Seine-​Saint-​Denis : un col­lec­tif de pédo-​psychiatres révèle être contraint de trier les enfants faute de moyens

Un col­lec­tif regrou­pant l’ensemble des chefs de ser­vice de pédo­psy­chia­trie et des méde­cins de centres médico-​psychologiques du dépar­te­ment de Seine-​Saint-​Denis affirme dans une tri­bune publiée dans Le Monde être empê­ché, depuis des années, de prendre en charge l'ensemble des enfants qui frappent à la porte de l'un de ces éta­blis­se­ments de soin.

Les ques­tion­ne­ments de la tri­bune « Oui, par manque de moyens, la pédo­psy­chia­trie doit depuis des années trier les enfants », publiée jeu­di 24 novembre sur Lemonde.fr, sont à la hau­teur de la gra­vi­té de la situa­tion. « Qui prendre en soins lorsque l’on ne peut pas prendre tout le monde en soins ?, début le texte. Les enfants les plus gra­ve­ment atteints, car ils n’ont pas d’autre lieu de soins que les nôtres ? Les ado­les­cents sui­ci­daires, car leurs vies sont mena­cées ? Les plus petits, car on aura plus de chances d’infléchir leur tra­jec­toire déve­lop­pe­men­tale ? Les cas les plus "légers", car ils pren­dront moins de temps pour être soi­gnés ? Bébés, enfants, ados ? »

Ce sont neuf chef·fes de ser­vice de pédo­psy­chia­trie au sein d'établissements hos­pi­ta­liers ou méde­cins directeur·rices d'un centre médico-​psycho-​pédagogique du dépar­te­ment de Seine-​Saint-​Denis , regroupé·es dans le col­lec­tif Pédopsy 93, qui sonnent l'alarme contre un « manque de moyens » chro­nique. Alors que le tri des patient·es a repré­sen­té une ligne rouge infran­chis­sable lors de la ges­tion de l'épidémie de Covid en 2020, les méde­cins signa­taires le disent cette fois sans ambage en ce qui concerne l'accès aux soins psy­chia­triques des mineur·es du dépar­te­ment le plus pauvre de la métro­pole : « Les pro­fes­sion­nels sont débor­dés et doivent s’infliger ce "tri" ». Une tri­bune simi­laire avait déjà été publiée dans le même quo­ti­dien en avril 2021, signée à l’unanimité par les membres de la Société fran­çaise de psy­chia­trie de l’enfant et de l’adolescent.

"Abandon de l'Etat"

Le texte publié aujourd'hui rend à nou­veau compte des ter­ribles consé­quences d'une réa­li­té concrète : « L’attente pour un pre­mier rendez-​vous atteint dix-​huit mois dans les villes de Seine-​Saint-​Denis. Au rythme du déve­lop­pe­ment de l’enfant, ces délais sont insup­por­tables, et la plu­part du temps, les dif­fi­cul­tés se seront aggra­vées. » Les auteur·rices du texte dénoncent les man­que­ments de l'Etat face à un dépar­te­ment de 1,6 mil­lions d'habitant·es, à la forte démo­gra­phie et au fort taux de mères iso­lées : « Le 93 et ses enfants sont mis de côté par les poli­tiques publiques et c’est une géné­ra­tion entière qui est sacri­fiée du fait de l’abandon de l’Etat. »

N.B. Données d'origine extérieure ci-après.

PR #269, opened 2022-04-21
[FIX] website_event_crm: another company's event

chienandalu:
The company field isn't mandatory for event types, so we have to check that a lead auto invites to events available in the company of the lead.

- [x] Ensure sending company wise invitations to events.
- [x] Ensure right base_url for the sent link
- [x] Disengaged `crm_event` test data declaration for easy  reuse
- [x] Regression tests

cc @Tecnativa TT36027

### DIFF
--- a/website_event_crm/models/crm_lead.py
+++ b/website_event_crm/models/crm_lead.py
@@ -13,7 +13,8 @@ _logger = logging.getLogger(__name__)
 class CRMLead(models.Model):
     _inherit = "crm.lead"
 
-    event_type_website_url = fields.Char(compute="_compute_event_type_url",)
+    event_type_website_url = fields.Char(compute="_compute_event_type_url")
+    auto_invite_warning = fields.Boolean(compute="_compute_auto_invite_warning")
 
     @api.depends("event_type_id")
     def _compute_event_type_url(self):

Pour autant, si la situa­tion est par­ti­cu­liè­re­ment grave en Seine-​Saint-​Denis, ce n'est pas le seul dépar­te­ment à ren­con­trer des dif­fi­cul­tés pour accom­pa­gner l'ensemble des enfants qui auraient besoin d'un sui­vi psy­chia­trique, sou­lignent les signa­taires. Ainsi, dès 2017, un rap­port séna­to­rial sur « la situa­tion de la psy­chia­trie des mineurs » dres­sait déjà le « constat d’une grande dif­fi­cul­té de la dis­ci­pline, tra­ver­sant une crise démo­gra­phique ne lui per­met­tant pas de répondre à ses besoins en évo­lu­tion ». Constat réité­ré lors des Assises de la san­té men­tale et de la psy­chia­trie en 2021.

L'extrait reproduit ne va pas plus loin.